Issue #558, opened 2018-08-03
Menu on the right could be made sticky


mishasaggi:
For a better experience.

carolstran:
👋🏼 @mishasaggi, thanks so much for opening an issue and a PR on the GraphQL docs! I swear it's appreciated even if it's been two years since you opened it 😅

Something I wonder about this proposal (and after testing your PR) is if it would really provide a better experience? I agree that not having the sidebar menu available once you scroll past it isn't great, but I wonder if having to scroll all the way to the end of the article to reach the bottom of menu (at least when you're on a standard laptop screen) is a better experience... 🤔 

Genuinely would be curious to hear your thoughts and reasoning!

PR #953, opened 2020-11-04
make sticky side menu items

igbominadeveloper:
#### What does this PR do?
This PR adds styles to make the sidebar menu sticky on desktop screens

#### Background context
The sidenav keeps scrolling with the page and makes it difficult when users need to navigate forcing them to scroll back up before they can navigate

#### What are relevant issue(s)?
#558 

#### Screenshots
Annotation 2020-005-09 215804

Annotation 2020-05-09 215804

### DIFF
--- a/src/assets/css/_css/docs.less
+++ b/src/assets/css/_css/docs.less
@@ -248,6 +248,10 @@
   margin: 1em 0 4em;
   width: 195px;
   padding-left: 20px;
+  position: -webkit-sticky;
+    position: sticky;
+    top: 24px;
+    height: 100%;
 
   @media screen and (max-width: 740px) {
     width: auto;


orta:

------------------------------------

- _About this exercise_: All of the data above must be set down again exactly.

- _Written reply_:
Issue #558, opened 2018-08-03
Menu on the right could be made sticky


mishasaggi:
For a better experience.

carolstran:
👋🏼 @mishasaggi, thanks so much for opening an issue and a PR on the GraphQL docs! I swear it's appreciated even if it's been two years since you opened it 😅

Something I wonder about this proposal (and after testing your PR) is if it would really provide a better experience? I agree that not having the sidebar menu available once you scroll past it isn't great, but I wonder if having to scroll all the way to the end of the article to reach the bottom of menu (at least when you're on a standard laptop screen) is a better experience... 🤔 

Genuinely would be curious to hear your thoughts and reasoning!

PR #953, opened 2020-11-04
make sticky side menu items

igbominadeveloper:
#### What does this PR do?
This PR adds styles to make the sidebar menu sticky on desktop screens

#### Background context
The sidenav keeps scrolling with the page and makes it difficult when users need to navigate forcing them to scroll back up before they can navigate

#### What are relevant issue(s)?
#558 

#### Screenshots
Annotation 2020-005-09 215804

Annotation 2020-05-09 215804

### DIFF
--- a/src/assets/css/_css/docs.less
+++ b/src/assets/css/_css/docs.less
@@ -248,6 +248,10 @@
   margin: 1em 0 4em;
   width: 195px;
   padding-left: 20px;
+  position: -webkit-sticky;
+    position: sticky;
+    top: 24px;
+    height: 100%;
 
   @media screen and (max-width: 740px) {
     width: auto;


orta:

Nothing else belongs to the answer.